As U.S. national power, which has created and supported the international order for the past 70 years, has declined relatively, the international order is now entering a transformational phase. The Pax Americana system, or the American-centered uni-polar system, an international order based on liberalism and rules, no longer works. With the current system not working well and without knowing what the new system will look like, countries are looking for their own means of survival. Amid the deepening strategic conflict between the U.S. and China, for many states the trend of ‘my-country firstism’ and reshoring factories in their own territories is becoming prevailing in the economic sector due to the anti-globalization mood. 

All of these factors represent difficult challenges for the Republic of Korea, which prefers a multilateral cooperation system as a leading trade country. South Korea, which aims to become a global pivotal state, intends to overcome these challenges and expand its roles and contributions by associating with like-minded countries in seeking a desirable new international order. An obstacle in performing Korea's role as a global pivotal state is the unstable security situation around the Korean Peninsula. How to stabilize the situation and contribute to the formation of a new international order is a major task for Korean diplomacy. As a former Korean prime minister, I would like, via this public lecture, to share my views on the desirable structure of the international order and the challenges facing Korean diplomacy.

Sye Kyun Chung is a prominent Korean politician and civil society organization leader. 

Born the third of seven children in a remote mountain village of Korea, he was compelled by his family’s impoverished circumstances to abandon secondary education to help out on the farm after graduating from elementary school. In high school, where he enrolled only with great difficulty, he persevered in his schoolwork even as he continued to work part-time in the school canteen. 

Matriculating into legal studies at the prestigious Korea University, he fought against the military dictatorship as a member of the student press and in his role as student body president.

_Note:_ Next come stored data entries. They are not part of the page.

PR #2522, opened 2026-08-31
Fix host content view environment widget for read-only fields

jnagare-redhat:
### Problem Statement
The host content view environment field in the UI has changed behavior:
- When creating/editing hosts: appears as a `<select>` dropdown (Select2)
- When viewing inherited values from hostgroup: appears as a disabled `<input type="text">`

The existing `FilteredDropdown` widget only handled the select dropdown case, causing `NoSuchElementException` when trying to read inherited content view environment values.

### Solution
Added a separate `read_content_view_environment` widget using `TextInput` to properly read the disabled input field that displays inherited values. This allows the same view to handle both cases:
- `content_view_environment`: for filling/selecting values (dropdown)
- `read_content_view_environment`: for reading inherited values (text input)

### Review Feedback Addressed
Removed hacky string matching for content source selection. Instead, callers should pass the actual smart proxy name obtained from API queries (see robottelo PR for helper method).

### Changes
- `airgun/views/host.py`: Added `read_content_view_environment` TextInput widget
- `airgun/entities/host.py`: Removed string prefix matching for content source

### Testing
- Verified widget can read inherited CV environment values from hostgroup
- Tested content source selection with actual smart proxy names
- Test: `test_manage_content_source_with_multi_cv` PASSED (9m 31s)

### Related
- Robottelo PR: https://github.com/SatelliteQE/robottelo/pull/22590

### DIFF
--- a/airgun/entities/host.py
+++ b/airgun/entities/host.py
@@ -256,14 +256,7 @@ class HostEntity(BaseEntity):
         # Select content source
         wait_for(lambda: view.content_source_select.is_displayed, timeout=10, delay=1)
         sleep(2)
-        # The rendered option may carry a Pulp content-proxy suffix (e.g. "<fqdn>-pulp").
-        # Match by prefix so callers can pass the plain Satellite/Capsule hostname.
-        available = view.content_source_select.items
-        match = next(
-            (i for i in available if i == content_source or i.startswith(f'{content_source}-')),
-            content_source,
-        )
-        view.content_source_select.fill(match)
+        view.content_source_select.fill(content_source)
 
         # Assign multiple CVEnvs
         for i, assignment in enumerate(cv_env_assignments):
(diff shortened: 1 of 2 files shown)


airgun/entities/host.py
```diff
@@ -256,7 +256,14 @@ def change_content_source(
         # Select content source
         wait_for(lambda: view.content_source_select.is_displayed, timeout=10, delay=1)
         sleep(2)
-        view.content_source_select.fill(content_source)
+        # The rendered option may carry a Pulp content-proxy suffix (e.g. "<fqdn>-pulp").
+        # Match by prefix so callers can pass the plain Satellite/Capsule hostname.
+        available = view.content_source_select.items
+        match = next(
+            (i for i in available if i == content_source or i.startswith(f'{content_source}-')),
```
ColeHiggins2: Same comment as the robottelo one. Can we remove the startswith method here?

ColeHiggins2 (changes requested):

airgun/entities/host.py
jnagare-redhat: Updated PR

LadislavVasina1 (approved):

ColeHiggins2 (approved):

Upon graduation, he joined an international trading company and spent his thirties posted in the U.S. He then received his MBA from Pepperdine University in L.A. and subsequently his Phd in business administration from Kyung Hee University in Korea.

In 1995, he entered politics upon the recommendation of the late President Kim Dae-jung and served in a range of key posts over the past 30 years, which include serving for six terms as Member of the National Assembly, leader of the Democratic Party of Korea, Minister of Commerce, Industry and Energy, Speaker of the National Assembly, and Prime Minister. Of particular note, as head of the legislative branch in 2016, he presided over the unprecedented impeachment of a sitting president and its judicious resolution. And from January of 2020 to April the following year, as the Republic of Korea’s 46th Prime Minister, he successfully led Korea’s early Covid-19 response. 

Befitting the nickname “Mr. Smile,” he is widely considered an exemplar of parliamentary democracy, who prioritizes political compromise and reason and remains respected for his spotless record notwithstanding a long career in politics.

Taking a step back from frontline politics, he currently serves as Chairman of the Roh Moo-hyun Foundation, working to further civic learning as he personally oversees programs that aim to foster the next generation of political leaders.

He and his wife, Hyuikyung Choi, whom he met in college, have two grown children, a daughter and a son.